Ledger and Gyllenhaal received accolades for their roles at the time of the film’s release, including Gyllenhaal’s British Academy Film and Television Arts award for Best Actor in a Supporting Role and Ledger’s New York Film Critics Circle award for Best Actor. Both actors also received praise for their willingness to be a part of a movie that was controversial for depicting a love story between two men at a time when movies featuring heterosexual love stories such as “Mr. and Mrs. Smith,” “A Cinderella Story” and “The Notebook” were popular.

At the time of the film’s release, no one seemed to question why two straight men were chosen to play the roles of two decidedly not straight men. This was most likely because there were few movies being produced at the time that did feature gay characters or love stories. Either no one thought to say anything — or they chose not to.

However, in 2019, celebrities are being held accountable for their past problematic productions and roles. In particular, white actors who played non-white roles and non-queer actors who played gender queer characters are being heavily criticized for choosing to play a role that was never theirs to take. Yet no straight actor who chose to play, or is currently playing, a non-straight character receives public backlash. In fact, many of these actors are loved by the LGBTQ+ community for their roles: Darren Criss’ Blaine in “Glee” and Shay Mitchell’s Emily in “Pretty Little Liars” are both well loved. Neither actor has received backlash for portraying gay characters. Neither have Ledger and Gyllenhaal for their portrayals of Ennis Del Mar and Jack Twist, respectively, in “Brokeback Mountain.” Why is that?
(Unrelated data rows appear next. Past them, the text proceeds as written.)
Issue #759, opened 2018-07-19
DayPickerInput documentation about className is incorrect


mnemanja:
This is what the documentation states:
![screen shot 2018-07-19 at 12 55 13](https://user-images.githubusercontent.com/1423218/42938603-1ac76ffe-8b53-11e8-8983-38ac7d424e67.png)
This refers to the React.PropTypes definition within the component.

However, the definition of the className in the `.ts` file speaks differently:
![screen shot 2018-07-19 at 12 57 26](https://user-images.githubusercontent.com/1423218/42938678-63570b58-8b53-11e8-8d75-663e2e8c3f05.png)

Another problem is that all of the properties listed under the `ClassNames` interface are mandatory.

Also, when one uses the `classNames={{ container: "someClassName" }}` it automatically removes the `overlayWrapper` class... What's up with that?

RDP: v7.1.0
Typescript v2.9.2

gpbl:
Maybe we shouldn't import `ClassNames` here:

https://github.com/gpbl/react-day-picker/blob/master/types/DayPickerInput.d.ts#L4

and use a new `InputClassNames`. Could you open a PR and add it? Thanks.

> Also, when one uses the classNames={{ container: "someClassName" }} it automatically removes the overlayWrapper class... What's up with that?

Please provide an example con CodeSandbox thanks!

PR #796, opened 2018-09-14
Fix DayPickerInput classNames TS definitions

davidspiess:
This pull request fixes the `classNames` property for the `DayPickerInput` component.
Discussed in #759.


davidspiess:
Any updates here?

davidspiess:
@gpbl Another option would be removing the definition files from the library so we TS users can constantly update them on definitely typed.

Perhaps people have chosen to refrain from attacking Ledger’s portrayal of Del Mar out of respect for his death. Yet Gyllenhaal, Criss and Mitchell have all escaped criticism for their characters and performances while other actors who have played roles that don’t align with their identity, such as Emma Stone, who played an Asian-American character in “Aloha,” and Scarlett Johansson, who also played a traditionally Asian character in “Ghost in the Shell” – both who have been heavily rebuked for their roles. Eddie Redmayne has also been criticized by the transgender community for playing transgender woman Lili Elbe in “The Danish Girl” and Johansson recently dropped her role in the movie “Rub & Tug,” where she would have played a transgender man, after heavy backlash from the transgender community.

These actors have also been the butt of some jokes: Sandra Oh made a joke about Johansson and Stone’s roles as characters of Asian descent during her Emmys monologue, quipping, “(Crazy Rich Asians) is the first studio film with an Asian-American lead since ‘Ghost in the Shell’ and ‘Aloha.’” Stone could then be heard yelling, “I’m sorry!” over the sounds of the audience laughing.

While Redmayne has been mostly lauded by cis people for his role in “The Danish Girl,” even snagging an Academy Award nomination for his work, he has been put under scrutiny by members of the trans community. Carol Grant, a trans female writer, explained her ire with Redmayne’s role in the movie in an IndieWire article, commenting, “For a film that’s being touted as a progressive step up for ‘transgender visibility’, everything about its view of trans women and women in general is regressive, reductive, and contributes to harmful stereotypes: the cisnormative idea that a trans woman is simply a man performing faux-femininity, as Redmayne twirls and vogues his way into womanhood.” She also criticizes the way in which the movie portrays Elbe as being weak, condemning “the reductive portrait of a trans woman as a figure of pity whose tragedy stems from being a man unable to ‘practice womanhood’, rather than accepting her womanhood as natural fact; the arguments that TERFs (trans-exclusionary radical feminists) love to perpetuate that trans women only reinforce outdated gender stereotypes; the leering at a trans woman’s body as something unnatural and abnormal instead of inviting the audience to understand our dysphoria.”

Grant’s argument about the problematic nature of “The Danish Girl” suggests the reason that so many people have a problem with whitewashing and cisgender actors playing trans characters, while they don’t often have a problem with straight characters playing gay characters, is because of the stark difference between the accuracy in which the characters are portrayed. Grant does not approve of Redmayne’s casting and performance because he, as a cisgender man, cannot accurately portray a transgender woman. This is true not only because he is a man playing a woman but also because he perpetuates false cisnormative beliefs about trans-ness. People take umbrage with Johansson and Stone’s portrayals of Asian-American characters because white people cannot accurately portray characters of Asian descent. This is a visibility issue: Being white automatically disqualifies an actor for playing a character of Asian descent, since they don’t look Asian.

With gay characters, most performances have not been marred by stereotypes and instead have allowed members of the LGBTQ+ community to feel authentically represented in popular culture. Furthermore, there is no visibility issue. “Pretty Little Liars” Emily isn’t portrayed as a masculine character who chops her hair and makes unwanted passes on straight girls; Glee’s Blaine isn’t portrayed as an extremely effeminate character who loves shopping or tokenized as the “gay best friend.” Del Mar and Twist of “Brokeback Mountain,” similarly, aren’t portrayed as feminine, and are actually portrayed as being quite masculine, which combats stereotypes about gay men. Furthermore, people who are not straight don’t have an obvious “look” to them, as people of different races do.

I wonder, then, if this permission from the LGBTQ+ community for straight actors to play queer characters is at all contextual: If a movie centered around the life of a gay activist is released and the activist is played by a straight actor, is that still acceptable? Regardless, representation in media continues to be a multifaceted topic and the LGBTQ+ community’s willingness to allow non-straight actors to play gay characters shouldn’t be exploited to argue against problematic aspects of Hollywood, such as whitewashing. This selective outrage is not reflective of irrational anger or pettiness. Rather, it is because in an industry where representation is iffy at best, Hollywood may have gotten it right.